这个流程程晚还真不知道,她乖乖地露出了耳朵和尾巴,展现出自己的白虎特点。
工作人员登记过后,又看向了沈逸,她的面上浮上几分戏谑“沈老师,我记得你,这是换舞团了吗?”
程晚有些紧张地看向沈逸,却见他面色如常,还抬手拢了拢过长的额发,“是,换了。”他话音落下,乌黑的发间冒出了两团毛绒绒的白色毛尖,与此同时,沈逸的身下也垂下一条长长的白色尾巴。
她连忙瞪大眼睛去看,上一次沈逸兽耳隐去的太快,程晚都没有看清楚。
毛绒绒,白色的,还是轻轻颤动,是猫!
沈逸是猫,太帅了吧!
程晚满心都事沈逸的妖形本体,连被人叫名字都没听见。
“程小姐,舞团名字。”
“该不会是名字都没想就来了吧。”
“Monster,Monster舞团。”她连忙应声,这是从决定创建舞团就想到的名字,一个最适合他们的名字,妖怪舞团。

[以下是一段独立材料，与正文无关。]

PR #2311, opened 2018-09-15
Fix broken link

dmc00:


lizmat:
The link appears to be correct on docs.perl6.org ?

dmc00:
Hmm.  For me, the link leads to "https://docs.perl6.org/routine/type$SOLIDUSValueObjAt" which is a 404.

zoffixznet:
Broken for me too and the name of the type is wrong. The PR will indeed fix the issue and can even be shortened to just `L<ValueObjAt>` without any URL.

@dmc00 I sent you an invite to **perl6** GitHub org. You can accept that invite here https://github.com/perl6/

That gives you access to most of our repos and once you accept the invite you should be able to merge this PR yourself and commit future changes directly.

dmc00:
Cool, thanks for the commit bit!

Issue #2308, opened 2018-09-14
Methods, routines, subs misnamed on Cool page


MorayJ:
## The problem
In https://docs.perl6.org/type/Cool some routines are titled method when they have a sub as well (eg method exp). This should be a routine as it is not specifically a method. There are others.

Moritz confirmed on #perl6 "Routine is the parent class of Sub and Method" and that if only a method, it should be **method _name_**, if only a sub it should be **sub _name_** and if both **routine _name_**

## Suggestions
Edit to reflect the above convention.

MorayJ:
Potentially a bigger issue here... when I look at https://docs.perl6.org/type/Complex.html, it lists all the routines under 'Methods' even though that list contains a sub.

Some classes have a header 'Methods' because they're all methods. But what should the layout be for consistency? Everything under 'Routines' with just 'method name' or 'sub name' or 'routine name'. Or separate headers for each -> Methods, Subs, Routines?

JJ:
Um, tricky one. Since we are talking about a class, in general "methods" is used. I don't know if there's some generation magic involved, there might be, but in any case, changing it to "routines" if there are some subs would make everything a bit more confusing. While in general I agree with you that we should take care a little bit more about this, I'm worried about the implications.

MorayJ:
I'm not sure it's consistent as it is, or I'm not clear on why there are routines and subs when there are...

jnthn:
> if only a method, it should be method name, if only a sub it should be sub name and if both routine name

Tread carefully here: there are numerous cases where things exist as both a `method` and a `sub`, but have entirely different signatures. Take `map`, for instance, which:

* As a `method` takes the first (invocant) argument as the data and the second argument as the mapper
* As a `sub` takes a first argument which is the mapper and then slurps the rest of the arguments as the data

In many other cases, the `sub` is simply dispatching to the method, rather than doing the operation itself.

MorayJ:
So, in the case of a) Method and sub, entirely different signatures:
Is that a sub and a method documented separately? Or does it have an effect on if that's called a method or a routine?

In b) The sub is dispatching to a method:
Is that a method or a routine? They seem to be routines for the Cool class page (link below)

An example I am struggling with on Cool https://docs.perl6.org/type/Cool:
Method uniprops is only defined as:
`sub uniprops(Str:D $str, Stringy:D $propname = "General_Category")`
I would want to call that sub uniprops.

[...]

PR #2318, opened 2018-09-18
Changes routine headlines

MorayJ:
If a routine is only defined as sub, change to 'sub name', if only by
method to 'method name', and if by both to 'routine name' - where this was
not already the case.

## The problem
Methods, routines, subs misnamed on Cool page #2308

## Solution provided
Made changes


zoffixznet:
:+1: Thanks!

PR #2325, opened 2018-09-23
Closes #2321

### LINKED ISSUE #2321: Incorrect description of smiley constraints
This heading https://docs.perl6.org/type/Signature#Constraining_defined_and_undefined_values reads `Constraining defined and undefined values`. However, that's not what `:D`/`:U` type constraints constrain for.

They constrain for [definiteness](https://docs.perl6.org/language/classtut#index-entry-DEFINITE) instead of definedness. That is type objects vs. instances. An instance may be undefined (e.g. `Failure.new`), but it fit into a `:U` constraint.

I haven't read the section's body, but the title along with any similar errors in the body, if any present, need to be corrected.

threadless-screw:
## The problem
Incorrect heading for section describing smiley constraints :U/:D.

## Solution provided
Heading corrected, and added a brief clarification of the difference between "definiteness" and "definedness". Clarification based on: https://stackoverflow.com/questions/48986414/whats-the-difference-between-perl-6s-definite-and-defined-methods

### DIFF
--- a/doc/Type/Signature.pod6
+++ b/doc/Type/Signature.pod6
@@ -396,7 +396,7 @@ be confusing, since the terms have subtly different meanings.
 As explained above, I<definiteness> is concerned with the distinction between 
 type objects and object instances. A type object is always indefinite, while an
 object instance is always definite. Whether or not an object is a type 
-object/definite or an object instance/indefinite can be verified using the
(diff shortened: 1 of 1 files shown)


zoffixznet:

等到回到车上,程晚看着手中薄薄的几张纸才觉得心里有了实感,她把纸贴在脸上亲昵地蹭了蹭,只觉得自己已经看到能量在向自己招手了。
“你……就这么高兴吗?”
“当然啦,难道你不高兴吗?”程晚从纸里抬起头,眨着眼睛看他,“沈老师,你本体是猫呀,那天我问你……你都不说,多多帅啊。”
沈逸面色复杂地看着她,良久才叹了口气,“程小姐。”
“你叫我名字就好了,咱们都这么熟了。”
“程晚,我们妖这样问别人本体是一件……嗯,比较亲密的事情,就是这类事情大抵只有伴侣依偎的时候会交谈的话题。”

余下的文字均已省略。